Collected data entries
──────────────────────────────

PR #304, opened 2026-08-19
fix(server): scope by-id session routes to the caller's org

fajarhide:
The `sessions` table carries no org column. The by-id handlers passed the raw
`sessionId` to `AgentService`, which resolved the org from the session record
itself, so org membership was checked but session ownership never was. An
authenticated member of one org could name another org's session id and read
its history, post a turn into it (running under that org's profile, tools and
credentials), compact it, branch it, or delete it.

`AgentService` now resolves scope through `profiles.org_id`, the way
`getTaskChatMessages` already did, and `orgId` is a required argument on
`getSessionMessages`, `getSessionTodos`, `getSessionQuestionnaire`,
`resolveSession`, `branchSession`, `clearSession`, `purgeSession` and
`compactSession`, so a new call site cannot drop it. The check runs before the
in-memory session cache, which returned a built session without a database
read.

`apps/server/src/http/routes/sessions.org-scope.test.ts` covers messages,
status, stream, send, delete, purge, compact and branch across two orgs.

Before (without the fix): 8 of 9 cases fail, cross-org read returns 200 and
branch returns 201.
After: 9 of 9 pass, and `bun run test` is green across all 11 workspaces.


ahmadrosid:
Already landed on main (076a8da6 + 6610891b) — HTTP by-id session routes are org-scoped and `sessions.org-scope.test.ts` covers the cross-org cases.

Closing this PR because the branch conflicts and the history is 27 merge/sync commits. Thanks for the write-up and the test shape.

Follow-up (separate PR from current main, if we want it): make `orgId` required on the AgentService by-id methods so a new call site cannot skip the check.

ahmadrosid:
Follow-up is up: https://github.com/ahmadrosid/nakama/pull/321

That PR makes `orgId` required on the AgentService by-id methods so a new call site cannot skip the check, passes the task org into `resolveSession`, and removes the unused cache-only `deleteSession`.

──────────────────────────────

Every entry needs to be written out again, exactly as given.

> Answer to the problem:
PR #304, opened 2026-08-19
fix(server): scope by-id session routes to the caller's org

fajarhide:
The `sessions` table carries no org column. The by-id handlers passed the raw
`sessionId` to `AgentService`, which resolved the org from the session record
itself, so org membership was checked but session ownership never was. An
authenticated member of one org could name another org's session id and read
its history, post a turn into it (running under that org's profile, tools and
credentials), compact it, branch it, or delete it.

`AgentService` now resolves scope through `profiles.org_id`, the way
`getTaskChatMessages` already did, and `orgId` is a required argument on
`getSessionMessages`, `getSessionTodos`, `getSessionQuestionnaire`,
`resolveSession`, `branchSession`, `clearSession`, `purgeSession` and
`compactSession`, so a new call site cannot drop it. The check runs before the
in-memory session cache, which returned a built session without a database
read.

`apps/server/src/http/routes/sessions.org-scope.test.ts` covers messages,
status, stream, send, delete, purge, compact and branch across two orgs.

Before (without the fix): 8 of 9 cases fail, cross-org read returns 200 and
branch returns 201.
After: 9 of 9 pass, and `bun run test` is green across all 11 workspaces.


ahmadrosid:
Already landed on main (076a8da6 + 6610891b) — HTTP by-id session routes are org-scoped and `sessions.org-scope.test.ts` covers the cross-org cases.

Closing this PR because the branch conflicts and the history is 27 merge/sync commits. Thanks for the write-up and the test shape.

Follow-up (separate PR from current main, if we want it): make `orgId` required on the AgentService by-id methods so a new call site cannot skip the check.

ahmadrosid:
Follow-up is up: https://github.com/ahmadrosid/nakama/pull/321

That PR makes `orgId` required on the AgentService by-id methods so a new call site cannot skip the check, passes the task org into `resolveSession`, and removes the unused cache-only `deleteSession`.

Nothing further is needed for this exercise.